Я любил ее, и мне казалось позорным признаться ей в этом.

Однажды в начале июля ее отец неожиданно пришел ко мне, когда я еще спал.

— Доктор, — кричал он, тряся меня за руку, — моя дочь больна!

Я вскочил с постели и тут же при нем мгновенно оделся; торопясь, я никак не мог завязать галстук и разорвал его.

Когда он взял меня под руку, чтоб подсадить в пролетку, я вскочил в нее, но тотчас выпрыгнул с другой стороны. Я совсем потерял голову: хотелось лишь одного — поскорее увидеть ее. Мне казалось, что извозчик никогда не тронется с места, хотя старик даже еще не успел сесть в пролетку. Наконец, мы приехали. Я первый бросился к двери, ведущей в ее комнату.

— Доктор, не лучше ли предупредить ее, чтоб она знала, чтобы…

Я покраснел…

Она лежала в постели с закрытыми глазами; виски ее были влажны, руку она положила на лоб, белое одеяло было натянуто до самого подбородка.

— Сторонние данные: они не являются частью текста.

PR #414, opened 2023-01-03
feat: add getSelectedAccount method to Wallet SDK

### LINKED ISSUE #412: Add function on fuel instance to get selected account
### Motivation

Оставшись с ней наедине, я придвинул стул к ее постели и взял ее руку в свои. На все мои вопросы она отвечала печально и кротко:

— Ничего… я просто не спала сегодня ночью. Я думала… Ничего… ровно ничего… Ах, как бы я хотела никогда не встречать вас… и все же мне хочется видеть вас постоянно! Я осмелилась сказать это только потому, что, мне кажется, я умру. Я мечтаю, мечтаю… Может быть, я и больна, но я этого не чувствую…

Я остолбенел. Руки мои дрожали. Я пробормотал в ответ какие-то глупые слова. Наклонившись, чтобы поцеловать ее руку, я так и не посмел коснуться ее губами.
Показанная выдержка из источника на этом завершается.